What you will do: Your answer should be the lines below from the one with "PR #1335, opened 2025-02-27" to the one with "request *pb.GetBlobRequest) (*pb.G", both included, given again exactly and with nothing added.

Input for this task:
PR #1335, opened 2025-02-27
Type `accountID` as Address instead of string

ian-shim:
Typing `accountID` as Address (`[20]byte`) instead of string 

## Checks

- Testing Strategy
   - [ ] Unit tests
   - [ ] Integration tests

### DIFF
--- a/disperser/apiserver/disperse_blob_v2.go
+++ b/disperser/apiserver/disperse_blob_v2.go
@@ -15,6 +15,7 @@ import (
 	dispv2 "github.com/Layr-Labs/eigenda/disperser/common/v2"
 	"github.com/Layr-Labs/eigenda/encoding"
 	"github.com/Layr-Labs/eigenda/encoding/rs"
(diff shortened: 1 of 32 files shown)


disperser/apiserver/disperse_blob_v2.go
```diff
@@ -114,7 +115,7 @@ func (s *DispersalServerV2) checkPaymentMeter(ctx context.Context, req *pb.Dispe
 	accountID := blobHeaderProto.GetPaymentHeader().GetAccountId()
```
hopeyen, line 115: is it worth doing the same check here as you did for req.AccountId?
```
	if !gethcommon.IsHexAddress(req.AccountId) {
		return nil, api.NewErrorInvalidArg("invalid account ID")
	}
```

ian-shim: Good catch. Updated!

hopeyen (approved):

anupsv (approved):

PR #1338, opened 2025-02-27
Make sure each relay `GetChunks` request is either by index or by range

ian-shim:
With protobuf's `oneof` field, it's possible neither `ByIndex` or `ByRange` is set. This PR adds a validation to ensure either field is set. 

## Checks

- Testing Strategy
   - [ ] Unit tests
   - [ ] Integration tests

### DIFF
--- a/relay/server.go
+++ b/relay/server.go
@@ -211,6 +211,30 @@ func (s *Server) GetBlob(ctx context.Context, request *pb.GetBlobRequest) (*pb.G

==

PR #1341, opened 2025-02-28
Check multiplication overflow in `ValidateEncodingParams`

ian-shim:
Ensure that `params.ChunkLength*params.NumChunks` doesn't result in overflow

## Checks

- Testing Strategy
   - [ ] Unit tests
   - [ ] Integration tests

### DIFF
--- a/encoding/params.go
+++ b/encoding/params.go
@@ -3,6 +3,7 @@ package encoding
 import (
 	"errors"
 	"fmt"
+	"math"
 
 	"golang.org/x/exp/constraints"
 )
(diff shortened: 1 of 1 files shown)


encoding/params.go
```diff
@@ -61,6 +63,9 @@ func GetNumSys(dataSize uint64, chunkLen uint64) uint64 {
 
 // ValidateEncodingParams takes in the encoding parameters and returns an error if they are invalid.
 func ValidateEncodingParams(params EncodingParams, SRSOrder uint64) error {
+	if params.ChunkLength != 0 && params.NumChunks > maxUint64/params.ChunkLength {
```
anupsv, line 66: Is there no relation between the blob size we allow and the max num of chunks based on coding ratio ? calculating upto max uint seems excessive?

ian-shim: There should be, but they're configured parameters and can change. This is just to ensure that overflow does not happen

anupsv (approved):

==

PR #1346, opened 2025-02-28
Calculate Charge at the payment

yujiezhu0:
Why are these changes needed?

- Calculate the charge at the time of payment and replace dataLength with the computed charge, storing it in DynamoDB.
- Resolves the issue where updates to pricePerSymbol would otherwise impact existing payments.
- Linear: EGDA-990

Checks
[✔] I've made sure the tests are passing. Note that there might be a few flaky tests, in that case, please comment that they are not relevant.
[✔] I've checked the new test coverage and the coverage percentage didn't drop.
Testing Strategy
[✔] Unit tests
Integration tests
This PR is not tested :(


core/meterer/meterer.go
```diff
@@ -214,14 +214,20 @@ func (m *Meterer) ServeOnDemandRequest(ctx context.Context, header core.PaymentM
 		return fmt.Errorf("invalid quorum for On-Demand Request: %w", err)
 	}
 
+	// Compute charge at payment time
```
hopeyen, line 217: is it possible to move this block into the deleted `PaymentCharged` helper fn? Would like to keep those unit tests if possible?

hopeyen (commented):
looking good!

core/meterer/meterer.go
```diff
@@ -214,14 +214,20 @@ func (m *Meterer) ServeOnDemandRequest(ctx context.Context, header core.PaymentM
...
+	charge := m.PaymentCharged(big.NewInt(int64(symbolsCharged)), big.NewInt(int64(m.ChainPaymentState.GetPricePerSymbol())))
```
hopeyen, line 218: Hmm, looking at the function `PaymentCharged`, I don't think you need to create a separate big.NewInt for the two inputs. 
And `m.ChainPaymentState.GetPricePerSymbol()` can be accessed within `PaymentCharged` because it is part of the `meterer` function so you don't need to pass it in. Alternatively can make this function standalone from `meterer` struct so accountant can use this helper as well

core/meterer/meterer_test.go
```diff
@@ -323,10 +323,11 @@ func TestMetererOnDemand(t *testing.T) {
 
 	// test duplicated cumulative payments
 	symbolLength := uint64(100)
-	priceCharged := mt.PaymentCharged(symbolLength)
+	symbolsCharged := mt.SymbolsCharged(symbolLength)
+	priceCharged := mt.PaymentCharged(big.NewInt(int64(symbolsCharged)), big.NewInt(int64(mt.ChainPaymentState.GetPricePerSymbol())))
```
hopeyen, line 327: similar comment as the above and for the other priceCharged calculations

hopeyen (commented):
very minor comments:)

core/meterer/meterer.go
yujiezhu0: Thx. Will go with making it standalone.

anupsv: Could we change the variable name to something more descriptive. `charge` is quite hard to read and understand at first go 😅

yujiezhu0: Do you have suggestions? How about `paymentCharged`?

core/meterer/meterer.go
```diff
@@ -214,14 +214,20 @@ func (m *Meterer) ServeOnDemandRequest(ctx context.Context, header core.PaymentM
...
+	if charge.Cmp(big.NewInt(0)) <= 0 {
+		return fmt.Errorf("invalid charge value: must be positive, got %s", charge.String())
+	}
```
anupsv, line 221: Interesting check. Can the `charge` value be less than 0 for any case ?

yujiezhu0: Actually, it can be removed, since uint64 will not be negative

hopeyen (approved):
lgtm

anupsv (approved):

Answer to this exercise:
PR #1335, opened 2025-02-27
Type `accountID` as Address instead of string

ian-shim:
Typing `accountID` as Address (`[20]byte`) instead of string 

## Checks

- Testing Strategy
   - [ ] Unit tests
   - [ ] Integration tests

### DIFF
--- a/disperser/apiserver/disperse_blob_v2.go
+++ b/disperser/apiserver/disperse_blob_v2.go
@@ -15,6 +15,7 @@ import (
 	dispv2 "github.com/Layr-Labs/eigenda/disperser/common/v2"
 	"github.com/Layr-Labs/eigenda/encoding"
 	"github.com/Layr-Labs/eigenda/encoding/rs"
(diff shortened: 1 of 32 files shown)


disperser/apiserver/disperse_blob_v2.go
```diff
@@ -114,7 +115,7 @@ func (s *DispersalServerV2) checkPaymentMeter(ctx context.Context, req *pb.Dispe
 	accountID := blobHeaderProto.GetPaymentHeader().GetAccountId()
```
hopeyen, line 115: is it worth doing the same check here as you did for req.AccountId?
```
	if !gethcommon.IsHexAddress(req.AccountId) {
		return nil, api.NewErrorInvalidArg("invalid account ID")
	}
```

ian-shim: Good catch. Updated!

hopeyen (approved):

anupsv (approved):

PR #1338, opened 2025-02-27
Make sure each relay `GetChunks` request is either by index or by range

ian-shim:
With protobuf's `oneof` field, it's possible neither `ByIndex` or `ByRange` is set. This PR adds a validation to ensure either field is set. 

## Checks

- Testing Strategy
   - [ ] Unit tests
   - [ ] Integration tests

### DIFF
--- a/relay/server.go
+++ b/relay/server.go
@@ -211,6 +211,30 @@ func (s *Server) GetBlob(ctx context.Context, request *pb.GetBlobRequest) (*pb.G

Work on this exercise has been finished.